“Shame pole”, an Alaskanism
An article inspired by seeing a certain Victoria judge’s name in association with Chinuk Wawa.
A sub-type of totem poles is the “shame pole”.
Judge Augustus Frederick Pemberton (1808?-1891) is portrayed in not just one but two itty-bitty “shame poles” at the house of Gathlans of Skidegate in Haida Gwaii.
The Alaskan English term “shame pole” is potentially a genuine Chinuk Wawa phrase; the word shím is known in every variety of CW, and “pole” is used in one or two recordings of Vancouver Island speakers.
Like a number of Alaskanisms, this one has been hard to find in old printed sources. This is the case with “skookum paper” and “skookum board“, for example.
Probably making the search more difficult is the fact that each of these phrases is strongly associated with just one particular subset of the population, the Lingít / “Tlingit” people.
They were sketched by Chinuk Wawa expert James G. Swan as “Chief Bear Skin’s Indian House at Skidegate Queen Charlotte Islands, B.C. with carved images of Judge Pemberton of Victoria as objects of ridicule” [August 1883].

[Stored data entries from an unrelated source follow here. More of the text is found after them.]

PR #3740, opened 2019-05-03
Issue 3735: Update StreamCut Validation inside a ReaderGroup to handle completed Segments.

### LINKED ISSUE #3735: System test failure StreamCut Test
**Problem description**
`io.pravega.test.system.StreamCutsTest` test failed for branch ` issue-3719-cherry-pick-for-r0.5-0.5.0-2236.137147`  with the following error.

```
2019-04-30 22:16:06,178 74382 [main] ERROR i.p.t.s.f.TestFrameworkException - TestFramework Exception. Type: InternalError, Details: Exception while running test method: streamCutsTest
java.lang.IllegalArgumentException: Segment offset in startStreamCut should be <= segment offset in endStreamCut.
	at com.google.common.base.Preconditions.checkArgument(Preconditions.java:141)
	at io.pravega.client.stream.ReaderGroupConfig$ReaderGroupConfigBuilder.lambda$verifyStartAndEndStreamCuts$2(ReaderGroupConfig.java:223)
	at java.util.stream.ForEachOps$ForEachOp$OfRef.accept(ForEachOps.java:184)
```

This issue is observed even on the master build.

**Problem location**
ReaderGroup initialization with StreamCuts.

With PR https://github.com/pravega/pravega/pull/3364 StreamCut can have segments(completed) with an offset as `-1L`. This causes

* ReaderGroupConfig's streamCut validation to fail in the case of startStreamCut and endStreamCut both consisting of the same `Segment`. If the endStreamCut points to the end of the `Segment` with offset `-1L` then the `io.pravega.client.stream.ReaderGroupConfig.ReaderGroupConfigBuilder#verifyStartAndEndStreamCuts` will fail.

* Having -1L in StreamCut can cause issues while serializing it  as `io.pravega.client.stream.impl.StreamCutImpl.StreamCutSerializer` serializes the offset as `out.writeCompactLong()`. (-1L cannot be represented with compact long.

* The bounded Processing logic reader group needs to be tweaked to handle this scenario where segments with -1L are passed.

shrids:
**Change log description**  
- Ensure bounded stream processing validation handles StreamCuts with completed Segments.
-  StreamCutTest now uses `io.pravega.client.stream.ReaderGroup#generateStreamCuts` to generate StreamCuts.

**Purpose of the change**  
Fixes #3735 

**What the code does**  
With PR #3364 StreamCut can have completed Segments i.e. it can contain segments with an offset as -1L. 
This causes
*  ReaderGroupConfig's `StreamCut` validation to fail in the case of startStreamCut and endStreamCut both having of the same Segment, where the `endStreamCut` points to the end of the Segment with offset -1L. 

*    Having -1L in a `StreamCut` can cause issues while serializing it as `io.pravega.client.stream.impl.StreamCutImpl.StreamCutSerializer` serializes the offset as `out.writeCompactLong()` , -1L cannot be represented with compact long.

* The bounded stream processing logic needs to be tweaked to handle this scenario where segments with -1L are passed as the upper bound of the stream.

**How to verify it**  
Note: System test run is in progress.


client/src/main/java/io/pravega/client/stream/impl/ReaderGroupStateManager.java
```diff
@@ -308,7 +308,8 @@ private boolean shouldAcquireSegment() throws ReaderNotInReaderGroupException {
             if (!state.isReaderOnline(readerId)) {
                 throw new ReaderNotInReaderGroupException(readerId);
             }
-            if (acquireTimer.hasRemaining()) {
+            // Acquire segments if no segments assigned to a reader and there are unassigned segments that can be acquired.
+            if ((!(state.getSegments(readerId).isEmpty() && state.getNumberOfUnassignedSegments() != 0)) && acquireTimer.hasRemaining()) {
```
tkaitchuck: We already cover the case of unassigned segments == 0 below. This can be simplified to
`!state.getSegments(readerId).isEmpty() && acquireTimer.hasRemaining()`
But I'm not sure this is what we actually want to do. For example notice that acquireTimer gets updated with `UPDATE_WINDOW` to perform the update below. This could result in multiple threads from the same reader all trying to acquire segments at the same time. 

What is the problem that prompted this change?

client/src/main/java/io/pravega/client/stream/impl/StreamCutImpl.java
```diff
@@ -172,15 +172,15 @@ private void read00(RevisionDataInput revisionDataInput, StreamCutBuilder builde
             builder.stream(stream);
             Map<Segment, Long> map = revisionDataInput.readMap(in -> new Segment(stream.getScope(),
                                                                                  stream.getStreamName(), in.readCompactLong()),
-                                                               in -> in.readCompactLong());
+                                                               in -> in.readLong());
```
tkaitchuck: Is this a compatible change?

client/src/main/java/io/pravega/client/stream/impl/ReaderGroupStateManager.java
shrids: Re-verified the need for this change using an integration test, it is not required.
(The current `UPDATE_WINDOW` has a duration of 30 seconds)

client/src/main/java/io/pravega/client/stream/ReaderGroupConfig.java
```diff
@@ -220,8 +220,15 @@ private void verifyStartAndEndStreamCuts(final StreamCut startStreamCut, final S
            final Map<Segment, Long> endPositions = endStreamCut.asImpl().getPositions();
            //check offsets for overlapping segments.
            startPositions.keySet().stream().filter(endPositions::containsKey)
-                        .forEach(s -> Preconditions.checkArgument(startPositions.get(s) <= endPositions.get(s),
-                                "Segment offset in startStreamCut should be <= segment offset in endStreamCut."));
+                        .forEach(s -> {
+                            if (startPositions.get(s) == -1) {
```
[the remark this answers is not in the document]
shrids: Thanks, I was able to simulate the issue you described. 
I have updated the code to improve segment completed handling. Now the client can differentiate between a seal and reaching upper bound.

client/src/main/java/io/pravega/client/stream/impl/StreamCutImpl.java
shrids: Enabled serialization compatibility.

client/src/main/java/io/pravega/client/stream/ReaderGroupConfig.java
```diff
@@ -220,8 +220,15 @@ private void verifyStartAndEndStreamCuts(final StreamCut startStreamCut, final S
...
+                                Preconditions.checkArgument(endPositions.get(s) == -1,
```
fpj: We use `-1` to say that we have reached the end of a segment, and we release completed segments at checkpoint. This case seems to be saying that it is forbidden to use two stream cuts for begin and end such that no checkpoint happened between the two. Is that the semantics we are trying to enforce, and if so, isn't that unnecessarily limiting?

client/src/main/java/io/pravega/client/stream/impl/ReaderGroupImpl.java
```diff
@@ -220,7 +220,9 @@ public void resetReaderGroup(ReaderGroupConfig config) {
 
         return listOfMaps.stream()
                          .flatMap(map -> map.entrySet().stream())
-                         .collect(Collectors.toMap(Entry::getKey, Entry::getValue));
+                         .collect(Collectors.toMap(Entry::getKey,
+                                                   // A value of -1L implies read until the end of the segment.
+                                                   entry -> (entry.getValue() == -1L) ? Long.MAX_VALUE : entry.getValue()));
```
fpj: I don't understand why we need this conversion from `-1` to `MAX_VALUE`.

client/src/main/java/io/pravega/client/stream/impl/StreamCutImpl.java
```diff
@@ -184,6 +186,37 @@ private void write00(StreamCutInternal cut, RevisionDataOutput revisionDataOutpu
...
+            return 1;
+        }
+
+        @Override
+        protected void declareVersions() {
+            super.declareVersions();
+            version(1).revision(0, this::write10, this::read10);
+        }
+
+        private void read10(RevisionDataInput revisionDataInput, StreamCutBuilder builder) throws IOException {
```
fpj: We are adding a new version, which enables us to deserialize a data structure with an older format, but we are not doing anything with it. In particular, if we get a stream cut with `00` format, then we should be executing the previous logic or perhaps implementing a reasonable workaround.

Also, it might be a more elegant solution to extend `RevisionDataOutput` to include something like `writeCompactSignedLong` and `writeCompactSignedLong` that uses a bit for the signal rather than use stock `java.io`.

client/src/main/java/io/pravega/client/stream/impl/ReaderGroupImpl.java
shrids: `getEndSegmentsForStreams(ReaderGroupConfig config)` returns the list of EndSegments and its corresponding end offsets upto which the segment should read. This `endOffset` is passed as parameter for `SegmentInputStreamImpl` and `Long.MAX_VALUE` corresponds to `SegmentInputStreamImpl#UNBOUNDED_END_OFFSET`

client/src/main/java/io/pravega/client/stream/impl/StreamCutImpl.java
```diff
@@ -184,6 +186,37 @@ private void write00(StreamCutInternal cut, RevisionDataOutput revisionDataOutpu
         }
     }
 
+    // StreamCut serializer for version 1.
+    public static class StreamCutSerializer01 extends StreamCutSerializer {
```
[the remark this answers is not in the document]
shrids: This ensures that the correct `Serializer` implementation is used based on the version i.e. if we have a `StreamCut` serialized with `version 0` then invoking the newer serializer `StreamCutSerializer01().deserialize(..)` would ensure that the serializer corresponding to `version 0` is invoked by `io.pravega.common.io.serialization.VersionedSerializer.SingleType#deserializeContents`

The junit `.StreamCutTest#testStreamCutSerializationCompatabilityV0` verifies this behavior.

client/src/main/java/io/pravega/client/stream/impl/StreamCutImpl.java
shrids: Yes, the older logic is invoked based on the version number. the Junit `io.pravega.client.stream.StreamCutTest#testStreamCutSerializationCompatabilityV0` validates this behaviour.

client/src/main/java/io/pravega/client/stream/ReaderGroupConfig.java
shrids: This check is verified only on the segments that are present in both start  and end `StreamCut`. 
If both start and end `StreamCut`s have the same segment then the following invariants are valid
- if segment's position in start `StreamCut`  is `-1L`  then segment's position in the end `StreamCut` should also be `-1L`
- segment's Positions in start `StreamCut` ( where position is not `-1L`) should be less or equal to the segment's Position in end `StreamCut`, provided the segment position in end `StreamCut` is not `-1L`

client/src/main/java/io/pravega/client/stream/impl/StreamCutImpl.java
```diff
@@ -184,6 +186,37 @@ private void write00(StreamCutInternal cut, RevisionDataOutput revisionDataOutpu
         }
     }
 
+    // StreamCut serializer for version 1.
```
tkaitchuck: Unrelated to the discussion below, by convention this should be called StreamCutSerializer10 not StreamCutSerializer01

client/src/main/java/io/pravega/client/stream/impl/StreamCutImpl.java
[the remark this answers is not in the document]
tkaitchuck: Check with @andreipaduroiu, but I don't think that is needed. It should be possible to do with a single class and just creating new methods.

client/src/main/java/io/pravega/client/stream/ReaderGroupConfig.java
tkaitchuck: @fpj Perhaps an easier way to reason about why the above is correct is: "If you are starting at the end of a segment, and the end cut has the same segment, it cannot possibly be any offset other than the end of the segment"

client/src/main/java/io/pravega/client/stream/impl/StreamCutImpl.java
shrids: fixed it.

RaulGracia:
One question @shrids: is this change going to impact the Flink/Hadoop connectors that already make use of StreamCuts? Do we need any kind of additional validation in this regard? cc/ @vijikarthi.

shrids:
@RaulGracia This change should not impact the Flink/Hadoop connectors w.r.t to usage of StreamCuts. Also, no new validation is required from the connector end in this regard. 
The only point to note is that StreamCut serialized in 0.5 version of Pravega is not compatible with 0.4 version of Pravega.

client/src/main/java/io/pravega/client/stream/impl/StreamCutImpl.java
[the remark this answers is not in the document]
andreipaduroiu: You can do them in one class. The `getVersion` returns the **serialization version used for writing data** and not for reading data. You can declare multiple versions (and version-revisions) in a single serialization class.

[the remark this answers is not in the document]
andreipaduroiu: Please refer to the [Versioned Serializer Javadoc](https://github.com/pravega/pravega/blob/master/common/src/main/java/io/pravega/common/io/serialization/VersionedSerializer.java#L410) which has examples of how this should be done.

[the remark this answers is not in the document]
shrids: Thanks @andreipaduroiu @tkaitchuck @fpj . Refactored the code to use a single serialization class.

client/src/main/java/io/pravega/client/stream/impl/StreamCutImpl.java
shrids: Updated the code to use the same VersionedSerializer, `io.pravega.client.stream.impl.StreamCutImpl.StreamCutSerializer` for both the versions.

client/src/main/java/io/pravega/client/stream/impl/ReaderGroupImpl.java
fpj: The overloading of `-1` is confusing me. Could we use a different value to represent `UNBOUNDED`? Could we use `Long.MAX_VALUE` directly rather than convert some other value like `-1` to `Long.MAX_VALUE`?

client/src/main/java/io/pravega/client/stream/impl/StreamCutImpl.java
fpj: @shrids you have not responded to this:

> Also, it might be a more elegant solution to extend RevisionDataOutput to include something like writeCompactSignedLong and writeCompactSignedLong that uses a bit for the signal rather than use stock java.io.

In the case it is not clear what I'm suggesting, I'd rather see something like this in `write10`:

```
revisionDataOutput.writeMap(map, (out, s) -> out.writeCompactLong(s.getSegmentId()),
                                 (out, offset) -> out.writeSignedCompactLong(offset));
```

shrids: Pull request https://github.com/pravega/pravega/pull/3782/files is addressing this. Will update the PR once the changes are in.

client/src/main/java/io/pravega/client/stream/impl/ReaderGroupImpl.java
shrids: @fpj @tkaitchuck my reasons for not changing this is listed below. 
Please review it and let me know your opinion.

With PR https://github.com/pravega/pravega/pull/3364, `-1L` offset now represents a completely read segments and this can be part of a `StreamCut`. Now for bounded stream processing this StreamCut can used to represent the lower bound or the upper bound.

 In case of lower bound `-1L` implies that the we should start reading from the successors of the segments (with offset -1L) and in the case of upper bound the semantic changes to read until the end of the a segment.
Hence, changing -1L to Long.MAX_VALUE will transfer the confusion for lower bound.

Also, using `Long.MAX_VALUE` implies we will not be able to use `RevisionDataOutput#writeCompactLong` since it has a limit of `2^62-1`

client/src/main/java/io/pravega/client/stream/impl/StreamCutImpl.java
shrids: fixed it.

That drawing is on page 127 of the book “James Swan, Chā-Tic of the Northwest Coast” by George A. Miles; above is my rough scan of it.
Seward’s shame pole (image credit: Alaska Historical Society)
Other well-known shame poles include one of US Secretary of the Interior William Seward, who arranged the purchase of Alaska from the Russian colonial power.
There’s also a recent shaming pole depicting Alaska governor Mike Dunleavy and US president Donald Trump.
“Gut Fish, Not Alaska” by Tommy Joseph & Kristina Cranston, Tlingit (Image credit: Indian Country Today)
As you’re probably noticing, shame poles are unique in portraying a specific individual fairly realistically!